Because what reviews of the Left Behind movie and a train-wrecked tradition of filmmaking betray is that we’ve really lost touch with our mission as Christians. It’s one thing if we want to use film to simply preach to the choir, so to speak. If the goal of Christian art is to inspire and sing our own message right back to us, so we can all nod, clap and be gleefully entertained… well, then okay. We’re doing a good job.
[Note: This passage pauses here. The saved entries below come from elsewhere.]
PR #193, opened 2022-04-16
157 background check lets you create empty records

### LINKED ISSUE #157: Background check let's you create empty records
If you create a new background check, there are no required fields.
It will create a record w the default status and then also adds an invalid file handle.
image

If i click on the file, I get this error
image

deb761:
# Changes
Add requirement to have an associated file before creating or updating a background check.
Disable file view when there is no file.

# Issues Closed
#157


atlasjen:
Can you also make date required? Not sure if you can show a "*" next to Date and "Add File" I know you have the logic to make sure the file is there. With this change, ready to commit.

atlasjen (changes requested):
see note on minor change to also make date required and see if you can put * by that and file.

deb761:
I can't make the file insert required because its in a sfdc lightning component.

atlasjen:
> I can't make the file insert required because its in a sfdc lightning component.

A bit confused what you mean.. do you mean the date?

atlasjen:
yay! happy.

PR #5073, opened 2023-04-17
Add a materialised view for Overdue Patients

PriyangaPKini:
**Story card:** [sc-10149](https://app.shortcut.com/simpledotorg/story/10149/add-a-mat-view-for-creating-a-line-list-of-overdue-patients)

## Because

We want to show a line list of overdue patients and report the aggregate data on the dashboard. The current reporting pipeline doesn't allow us to easily fetch and display this data.

## This addresses

The new materialised view enables Simple to report Overdue Patient's information at the start of each reporting month. 

Since this a fairly large data, it may impact the performance of our Reporting Refreshes. A couple of profiling work was done to ensure that this doesn't impact the refresh negatively.

### Profiling

We were unable to use the production replica dataset to test the new materialised view. Instead, we used the seed data with the profiling flag to test how long it would take to complete the refresh with and without the new materialised view.

The conclusion was that the new view will take 10% longer to complete when introduced.

Before:
Before

After:
After

Other Metrics (First spike is without introducing the new materialised view and the second spike is with the new)

Read Throughput

CPU Utilization

Read IOPS

Write IOPS


db/views/reporting_overdue_patients_v01.sql
```diff
@@ -0,0 +1,89 @@
+SELECT DISTINCT ON (reporting_patient_states.month_date, reporting_patient_states.patient_id)
+  reporting_patient_states.month_date AS month_date,
+  reporting_patient_states.patient_id AS patient_id,
+  reporting_patient_states.assigned_facility_id AS assigned_facility_id,
```
govindkrjoshi, line 4: We should add the other region ids and slugs for block, district and state so that filtering a querying on the table is easier in metabase and other ad-hoc reports

db/views/reporting_overdue_patients_v01.sql
```diff
@@ -0,0 +1,89 @@
+SELECT DISTINCT ON (reporting_patient_states.month_date, reporting_patient_states.patient_id)
+  reporting_patient_states.month_date AS month_date,
```
govindkrjoshi, line 2: What do you think about adding month, year, quarter, month-string and quarter-string, to make it more convenient to use with metabase, and other ad-hoc reports and queries.

danySam: These columns will take up a lot of space on the view, right? They are primarily redundant and can be realised by using a join on `reporting_months`.

danySam: But I guess we want to prioritize convenience for the Metabase users.

db/views/reporting_overdue_patients_v01.sql
```diff
@@ -0,0 +1,89 @@
...
+    WHEN patient_phone_numbers.number IS NULL THEN 'no'
+    ELSE 'yes'
+  END AS has_phone,
+  CASE
+    WHEN previous_call_results.result_type = 'removed_from_overdue_list' THEN 'yes'
+    ELSE 'no'
+  END AS removed_from_overdue_list
+FROM reporting_patient_states
+  LEFT JOIN appointments ON reporting_patient_states.patient_id = appointments.patient_id
+  AND appointments.device_created_at AT TIME ZONE 'UTC' AT TIME ZONE (SELECT current_setting('TIMEZONE')) < reporting_patient_states.month_date
```
prabhanshuguptagit, line 51: [non-blocking] A different way to write this could be
- get latest appointment per patient per month in a WITH clause
- left outer join on appointments.month = reporting_patient_states.month - 1 

Suspecting this might be more performant since the join happens on a smaller table (instead of all of appointments which is pretty large).

spec/models/reports/overdue_patient_spec.rb
```diff
@@ -0,0 +1,303 @@
...
+        create(:blood_pressure, patient: patient, recorded_at: month_date + 1.day)
+
+        RefreshReportingViews.refresh_v2
+
+        with_reporting_time_zone do
+          expect(described_class.find_by(patient_id: patient.id, month_date: month_date).is_overdue).to eq("yes")
+        end
+      end
+
+      it "should be no when the previous appointments scheduled date and visited date is in the previous month and the visit took place after the scheduled date" do
```
prabhanshuguptagit, line 149: Nice spec 👌🏼

db/views/reporting_overdue_patients_v01.sql
```diff
@@ -0,0 +1,89 @@
...
+    ON reporting_patient_states.patient_id = next_call_results.patient_id
+      AND next_call_results.device_created_at AT TIME ZONE 'UTC' AT TIME ZONE (SELECT current_setting('TIMEZONE')) >= reporting_patient_states.month_date
+      AND next_call_results.device_created_at AT TIME ZONE 'UTC' AT TIME ZONE (SELECT current_setting('TIMEZONE')) < reporting_patient_states.month_date + interval '1 month'
+WHERE
+  reporting_patient_states.status <> 'dead'
+ORDER BY
+  reporting_patient_states.month_date,
+  reporting_patient_states.patient_id,
+  appointments.device_created_at DESC,
+  visits.visited_at_after_appointment,
```
prabhanshuguptagit, line 87: Just confirming, we want the earliest `visited_at_after_appointment`?

db/views/reporting_overdue_patients_v01.sql
```diff
@@ -0,0 +1,89 @@
...
+  next_call_results.device_created_at,
+  previous_call_results.device_created_at DESC
```
prabhanshuguptagit, line 89: How many months of data do we want to show on the dashboard? Do you think we can restrict this query to only pick, say the last 24 months?

prabhanshuguptagit (approved):
View looks sick. Nice specs and benchmarks also. :shipit:

db/views/reporting_overdue_patients_v01.sql
danySam: On the dashboard, we need only 6 months of data. But we need it to be available for as long as possible for folks to download the line list. I'll check with @jamiecarter7 if that's the case.

db/views/reporting_overdue_patients_v01.sql
danySam: Yes, that's correct. The immediate visit after an appointment

db/views/reporting_overdue_patients_v01.sql
```diff
@@ -0,0 +1,89 @@
...
+  reporting_patient_states.assigned_facility_region_id AS assigned_facility_region_id,
+  appointments.id AS previous_appointment_id,
+  appointments.device_created_at AT TIME ZONE 'UTC' AT TIME ZONE 'UTC' AS previous_appointment_date,
+  appointments.scheduled_date AT TIME ZONE 'UTC' AT TIME ZONE 'UTC' AS previous_appointment_scheduled_date,
+  visits.visited_at_after_appointment AT TIME ZONE 'UTC' AT TIME ZONE 'UTC' AS visited_at_after_appointment,
+  next_call_results.device_created_at AT TIME ZONE 'UTC' AT TIME ZONE 'UTC' AS next_called_at,
+  previous_call_results.device_created_at AT TIME ZONE 'UTC' AT TIME ZONE 'UTC' AS previous_called_at,
+  reporting_patient_states.hypertension AS hypertension,
+  reporting_patient_states.diabetes AS diabetes,
+  next_call_results.result_type AS next_call_result_type,
```
danySam, line 14: @PriyangaPKini Reminder to add user id of the calling user

db/views/reporting_overdue_patients_v01.sql
danySam: Interesting, we'll check this out separately. But I suspect the query planner will do this optimisation.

But if that’s the case then we’re also not Christian. Or at least, we’re not acting like it.
Because the mission of believers, the mission of the Church, is not to preach to the choir but to go out on the streets, the highways, fields and towns. The mission of Christians is to go out into culture and speak through it and to it, not with the force and bluntness of a hammer upside one’s head, but with subtly and intrigue, with a sense of wonder that causes people to stop what they’re doing, look up, and say “huh…maybe I should follow the guy they’re following.”
The goal of Christians should never be just to preach our message back to ourselves, but to speak it out into the world. And if the way we’re speaking it isn’t working, then we need to change our tactics.
Based on these film ratings, I’d say that needs to happen, and it needs to happen yesterday.
Christians can and do perform well in many other spheres of art and culture. And their faith shines through in brilliant and magnificence ways: their works inspire wonder, intrigue and desire. They attract non-Christians and Christians alike and leave all with sense of mystery, gently pulling the scales back from their eyes and allowing them to glimpse the world that exists beyond materialism, immediate gratification and even self-will.
And good art does not come at a cost of evangelism, good art does not require that we lay aside our Gospel virtues and take up secular humanistic standards so as to produce something deemed “valuable” or “beautiful” by worldly standards. Rather when done properly, good art has evangelism flowing from it naturally and effortlessly, like a river that’s finally been undamned.
The tragedy is that, as of now, many traits of good art are void when Christianity hits the big screen. And when that happens, it’s not just an abstract notion of art that suffers. Rather its the beauty and invitation of the gospel message that also gets left behind.